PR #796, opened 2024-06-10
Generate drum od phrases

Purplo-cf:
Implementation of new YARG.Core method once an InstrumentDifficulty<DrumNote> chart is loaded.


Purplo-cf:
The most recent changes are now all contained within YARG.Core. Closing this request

################

Requirement:
I would like the records restated exactly, with every line intact.

Reply:
PR #796, opened 2024-06-10
Generate drum od phrases

Purplo-cf:
Implementation of new YARG.Core method once an InstrumentDifficulty<DrumNote> chart is loaded.


Purplo-cf:
The most recent changes are now all contained within YARG.Core. Closing this request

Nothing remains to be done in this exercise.